— What to work on —
Copy, word for word, each line of the data below from the first through the line containing "least one of your values", and stop there.
# # # # #
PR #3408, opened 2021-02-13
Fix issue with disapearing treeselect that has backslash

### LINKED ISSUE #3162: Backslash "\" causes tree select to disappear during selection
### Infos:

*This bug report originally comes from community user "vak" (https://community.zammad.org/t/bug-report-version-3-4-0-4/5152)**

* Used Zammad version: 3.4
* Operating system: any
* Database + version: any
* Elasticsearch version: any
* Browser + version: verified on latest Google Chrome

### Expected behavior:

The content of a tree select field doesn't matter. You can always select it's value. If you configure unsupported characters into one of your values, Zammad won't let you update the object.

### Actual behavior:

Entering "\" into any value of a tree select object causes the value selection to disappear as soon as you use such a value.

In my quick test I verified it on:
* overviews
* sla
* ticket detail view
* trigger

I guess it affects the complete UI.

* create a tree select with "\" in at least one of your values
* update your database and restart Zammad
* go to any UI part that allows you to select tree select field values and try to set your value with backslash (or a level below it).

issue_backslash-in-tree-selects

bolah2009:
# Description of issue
# # # # #
— Completed exercise —
PR #3408, opened 2021-02-13
Fix issue with disapearing treeselect that has backslash

### LINKED ISSUE #3162: Backslash "\" causes tree select to disappear during selection
### Infos:

*This bug report originally comes from community user "vak" (https://community.zammad.org/t/bug-report-version-3-4-0-4/5152)**

* Used Zammad version: 3.4
* Operating system: any
* Database + version: any
* Elasticsearch version: any
* Browser + version: verified on latest Google Chrome

### Expected behavior:

The content of a tree select field doesn't matter. You can always select it's value. If you configure unsupported characters into one of your values, Zammad won't let you update the object.

### Actual behavior:

Entering "\" into any value of a tree select object causes the value selection to disappear as soon as you use such a value.

In my quick test I verified it on:
* overviews
* sla
* ticket detail view
* trigger

I guess it affects the complete UI.

* create a tree select with "\" in at least one of your values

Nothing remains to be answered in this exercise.